In the immediate postoperative period after phacoemulsification surgery, corneal edema of variable magnitude can occur, and likelihood increases with high-density cataracts.21 We noted a similar rate of clinically relevant corneal edema (Grade 3+) between Control and Device eyes (5.5% and 5.0% of eyes, respectively).

Postoperative complication rates were low and similar in both the traditional and device-assisted cataract surgery groups. Risk of increased lens fragment retention is increased in challenging cataract cases and in the setting of extreme myopia.22 Retained lens fragments were detected in 1.8% of Control and 0.8% of Device eyes. Cystoid macular edema was observed in a single Control eye and two Device eyes, identified by clinical complaint and verified by OCT. No cases of endophthalmitis were documented. Cataract surgery complications have a negative impact on patient outcomes, require additional time to treat, and may necessitate additional postoperative clinic visits.23 In a previous report, lens disassembly using the miLOOP device was accomplished in less than 3 minutes, and there was no difference in overall operating time in eyes that underwent prefragmentation versus those that did not.16 Total ultrasound energy use was also significantly reduced in that study, as we observed in the current study. The low and similar overall rate of postoperative AEs in Control and Device eyes supports the utility and safety of using the microfilament loop device as an adjunctive technique for pre-sectioning cataracts to reduce subsequent phaco CDE requirements.
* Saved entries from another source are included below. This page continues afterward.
PR #63, opened 2022-07-26
fix: Document fix to build errors for missing prerequisite

### LINKED ISSUE #61: Document need to run "sudo dpkg -i linux-libc-dev_5.10.0-14.15_amd64.deb" in README
# 📚 Docs or Wiki Bug Report

### Description [**REQUIRED**]

User may need to run `Document need to run `sudo dpkg -i linux-libc-dev_5.10.0-14.15_amd64.deb` in order to build the device service.

This needs to be documented in the README.

See this PR comment https://github.com/edgexfoundry/device-usb-camera/issues/10#issuecomment-1068739016

lenny-goodell:
Signed-off-by: Leonard Goodell <leonard.goodell@intel.com>

## PR Checklist

- [ ] I have added unit tests for the new feature or bug fix (if not, why?) **N/A for docs PR**
- [ ] I have fully tested (add details below) this the new feature or bug fix (if not, why?) **N/A for docs PR**
- [ ] I have opened a PR for the related docs change (if not, why?) **N/A for docs PR**
  <link to docs PR>

### DIFF
--- a/README.md
+++ b/README.md
@@ -39,9 +39,13 @@ Note if your build fails with errors like:
 .../go4vl@v0.0.2/v4l2/capability.go:46:33: could not determine kind of name for C.V4L2_CAP_META_OUTPUT
 ```
 
-Try running the following in your Linux terminal
+You are missing the appropriate kernal headers needed by the `github.com/vladimirvivien/go4vl` module
+One possible solution is to manually download and install a more recent version of the libc-dev for your OS.
+
+In the case of Ubuntu 20.04, one is not available in the normal repositories, so you can get it via these steps:
 
 ```
+wget https://launchpad.net/~canonical-kernel-team/+archive/ubuntu/bootstrap/+build/20950478/+files/linux-libc-dev_5.10.0-14.15_amd64.deb
 sudo dpkg -i linux-libc-dev_5.10.0-14.15_amd64.deb
 ```
 
--- a/README.md
+++ b/README.md
@@ -32,7 +32,21 @@ The following devices have been tested with EdgeX:
 make build
 ```
 
+Note if your build fails with errors like:
+
+```
+.../go4vl@v0.0.2/v4l2/capability.go:48:33: could not determine kind of name for C.V4L2_CAP_IO_MC
+.../go4vl@v0.0.2/v4l2/capability.go:46:33: could not determine kind of name for C.V4L2_CAP_META_OUTPUT
+```
+
+Try running the following in your Linux terminal
+
+```
+sudo dpkg -i linux-libc-dev_5.10.0-14.15_amd64.deb
+```
+
 ### Build docker image
+
 ```shell
 make docker
 ```


README.md
```diff
@@ -32,7 +32,21 @@ The following devices have been tested with EdgeX:
...
+
+```
+.../go4vl@v0.0.2/v4l2/capability.go:48:33: could not determine kind of name for C.V4L2_CAP_IO_MC
+.../go4vl@v0.0.2/v4l2/capability.go:46:33: could not determine kind of name for C.V4L2_CAP_META_OUTPUT
+```
+
+Try running the following in your Linux terminal
+
+```
+sudo dpkg -i linux-libc-dev_5.10.0-14.15_amd64.deb
```
ajcasagrande, line 49: This command says to install a debian package from the filesystem. Where do they get this file from? How does it affect your system? What if you aren't using Debian/Ubuntu? Lots of holes with this. Also, can this build process be dockerized so the user doesn't need to muck with their system?

ajcasagrande (changes requested):

README.md
lenny-goodell: This is just for local build section. Docker builds fine.

This was the fix from here: https://github.com/vladimirvivien/go4vl/issues/17
@surajitx-pal confirmed it worked on his system.

What addition context/restrictions should be added.

ajcasagrande: A few things:
- The scope of systems should be narrower. Do we recommend it for Ubuntu 20.04 only users? Users of kernel version X.XX-X.XX?
- Missing download link. Command does nothing without the actual file to install
- What are the ramifications of installing these headers?
- Are the missing definitions truly just constants or will they cause parts of the code to work in unexpected ways?

lenny-goodell: So better to update README to recommend `Ubuntu 20.04` and then in build note instruct them to use `Ubuntu 20.04` to resolve the errors? i.e. they are not on `kernel v5.10 or higher` if they are getting these errors...

ajcasagrande: @lenny-intel I've done some digging on this and it turned out to be way more convoluted than I had originally assumed. It turns out that in the specific case of these, the kernel version matters less than the version of the kernel headers in use.

I think `Ubuntu 22.04` is actually immune from this issue, as it is more up-to-date. On my VM with `Ubuntu 20.04`, I had kernel version `5.13.x`, but the `libc-dev` package only exists as `5.4.x` as apparently that is how these things are handled from what I read? Regardless, the build still fails due to the old headers.

(Side note, but my dev machine uses Manjaro with a 5.17.x kernel with no issue since it is up-to-date as well).

Back to the VM. Sure, updating the headers worked, using the trick to download and install that deb file, however it would make most sense to use a version similar or matching the installed kernel (eg 5.13.x).

Going further, with `libc-dev` being held back to `5.4.x`, there is the option to install `sudo apt-get install linux-headers-$(uname r)`, however that installs them in a place not automatically found by `go4vl`.

To make matters even more strange, According to [docs.kernel.org](https://docs.kernel.org/userspace-api/media/v4l/func-ioctl.html#description)
> Macros and defines specifying V4L2 ioctl requests are located in the videodev2.h header file. Applications should use their own copy, not include the version in the kernel sources on the system they compile on.

So maybe go4vl is supposed to come with its own copy of that header file?

ajcasagrande: Related PR has been opened in `go4vl` library:
https://github.com/vladimirvivien/go4vl/pull/20

README.md
```diff
@@ -32,7 +32,21 @@ The following devices have been tested with EdgeX:
...
 ```
 
+Note if your build fails with errors like:
+
+```
+.../go4vl@v0.0.2/v4l2/capability.go:48:33: could not determine kind of name for C.V4L2_CAP_IO_MC
+.../go4vl@v0.0.2/v4l2/capability.go:46:33: could not determine kind of name for C.V4L2_CAP_META_OUTPUT
+```
+
+Try running the following in your Linux terminal
```
ajcasagrande: One possible solution is to manually download and install a more recent version of the `libc-dev` package for your OS.

In the case of `Ubuntu 20.04`, one is not available in the normal repositories, so you can get it via these steps:

```shell
wget https://launchpad.net/~canonical-kernel-team/+archive/ubuntu/bootstrap/+build/20950478/+files/linux-libc-dev_5.10.0-14.15_amd64.deb
sudo dpkg -i linux-libc-dev_5.10.0-14.15_amd64.deb
```

lenny-goodell: @ajcasagrande , THX!

ajcasagrande (approved):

Thus, nuclear prefragmentation might mitigate CDE-related injury, and could be particularly useful for disassembling higher-risk dense brunescent cataracts.

Vision outcomes are a critical outcome measure of any cataract surgery investigation. It was encouraging that both mean and median postoperative BCVA measurements were similarly very good in both study groups (>70% of all subjects had postoperative 20/30 BCVA or better). Thus, adoption of the lens prefragmentation device before phacoemulsification appears to be a safe way to approach dense mature cataract disassembly during cataract surgery.
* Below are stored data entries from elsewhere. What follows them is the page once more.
PR #194, opened 2023-03-21
fix(snap): Refactor to avoid conflicts with readonly config provider directory

MonicaisHer:
This PR makes changes to incorporate the following fixes:
- https://github.com/canonical/edgex-snap-hooks/pull/83
- https://github.com/canonical/edgex-snap-hooks/pull/82

## PR Checklist

  <link to docs PR>

## Testing Instructions

For testing instructions, please refer to https://github.com/edgexfoundry/device-mqtt-go/pull/535

### DIFF
--- a/snap/local/helper-go/install.go
+++ b/snap/local/helper-go/install.go
@@ -20,6 +20,7 @@ import (
 	hooks "github.com/canonical/edgex-snap-hooks/v3"
 	"github.com/canonical/edgex-snap-hooks/v3/env"
 	"github.com/canonical/edgex-snap-hooks/v3/log"
+	"github.com/canonical/edgex-snap-hooks/v3/snapctl"
 )
 
 func installUSBCameraConfig() error {
@@ -37,8 +38,15 @@ func installRTSPConfig() error {
 func install() {
 	log.SetComponentName("install")
 
-	if err := installUSBCameraConfig(); err != nil {
-		log.Fatalf("Error installing Device USB Camera files: %s", err)
+	// Install default config files for Device USB Camera only if no config provider is connected
+	isConnected, err := snapctl.IsConnected(usbCameraApp + "-config").Run()
+	if err != nil {
+		log.Fatalf("Error checking interface connection: %s", err)
+	}
+	if !isConnected {
+		if err := installUSBCameraConfig(); err != nil {
+			log.Fatalf("Error installing Device USB Camera files: %s", err)
+		}
 	}
 
 	if err := installRTSPConfig(); err != nil {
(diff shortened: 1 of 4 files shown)


snap/local/helper-go/install.go
```diff
@@ -37,11 +38,25 @@ func installRTSPConfig() error {
...
+	if !isConnected {
+		if err := installUSBCameraConfig(); err != nil {
+			log.Fatalf("Error installing Device USB Camera files: %s", err)
+		}
 	}
 
-	if err := installRTSPConfig(); err != nil {
-		log.Fatalf("Error installing RTSP Simple Server config file: %s", err)
+	// Install default config files for RTSP server app only if no config provider is connected
+	isConnected, err = snapctl.IsConnected(rtspServerApp + "-config").Run()
```
farshidtz: There is no such plug in the snap. I'm surprised that this isn't causing an installation error, but maybe it is actually skipping the copying of files.

farshidtz (changes requested):

snap/local/helper-go/install.go
MonicaisHer: I believe this is because there is no corresponding plug available, causing the `IsConnected` to return false. As a result, the install hook will proceed to copy files.

MonicaisHer: If a non-existent plug is passed to `snapctl is-connected`, the command will return exit status code 1:
```
$ snapctl is-connected non-exist-plug
error: error running snapctl: snap "edgexfoundry" has no plug or slot named "non-exist-plug"
$ echo $?
1
```

farshidtz: I expect that would fall into [this](https://github.com/canonical/edgex-snap-hooks/blob/544c6823a1b007cf18e22cfa85d1ba12b0ffa2ba/snapctl/is-connected.go#L82) and return the error, but maybe there is a bug.

farshidtz: Regardless, this PR should not check if a non-existing plug is connected.

MonicaisHer: ok, I reverted install hook related changes

farshidtz: I think you misunderstood my comments. Your code was checking two interfaces, one called `rtsp-simple-server-config` which doesn't exist, another called `device-usb-camera-config` which does exist and was correct. Please see the following part of the snapcraft.yaml file to know what content interface is defined for this snap, and need the fix: https://github.com/edgexfoundry/device-usb-camera/blob/96327e049a2d26e356251a4ee56d80af5c884d85/snap/snapcraft.yaml#L21

farshidtz (approved):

While strengths of this study include the consecutive case series design including a large number of eyes, limitations include the lack of randomization inherent to a retrospective assessment, only including a single surgeon, and relying on a semi-quantitative cataract scoring system instead of densitometric measurements. Future studies exploring the effects of cataract disassembly before phaco would benefit from a randomized controlled design with surgeons of varying experience levels and lens fragmentation styles, to confirm our observed reduction in intraoperative complications and to explore possible effects of using the device on operational efficiency and total procedural time. A larger cohort size suitable to perform pre-planned subgroup analyses with respect to subject age, gender, and additional comorbidities could make study findings generalizable to more diverse patient populations.24 The current study findings support prior observations that device-assisted lens prefragmentation is a safe method to facilitate the treatment of advanced dense cataracts, and the associated reduction in ultrasound energy required for phacoemulsification of the pre-segmented nucleus might have protective benefits for delicate intraocular structures. The prefragmentation device can be operated with one hand, has an uncomplicated learning curve, and might improve operational efficiency and patient outcomes.
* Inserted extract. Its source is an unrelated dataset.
PR #229, opened 2023-04-28
Rtsp cred

brianointel:

## PR Checklist

- [ ] I am not introducing a breaking change (if you are, flag in conventional commit message with `BREAKING CHANGE:` describing the break)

In summary, microinterventional lens prefragmentation of advanced high-grade cataracts using the miLOOP device before conventional phacoemulsification is associated with lower ultrasound energy use and improved intraoperative safety than unassisted surgery. Cataract surgery assisted by the miLOOP system results in similarly acceptable postoperative complication rates and good BCVA functional outcomes as traditional phacoemulsification alone.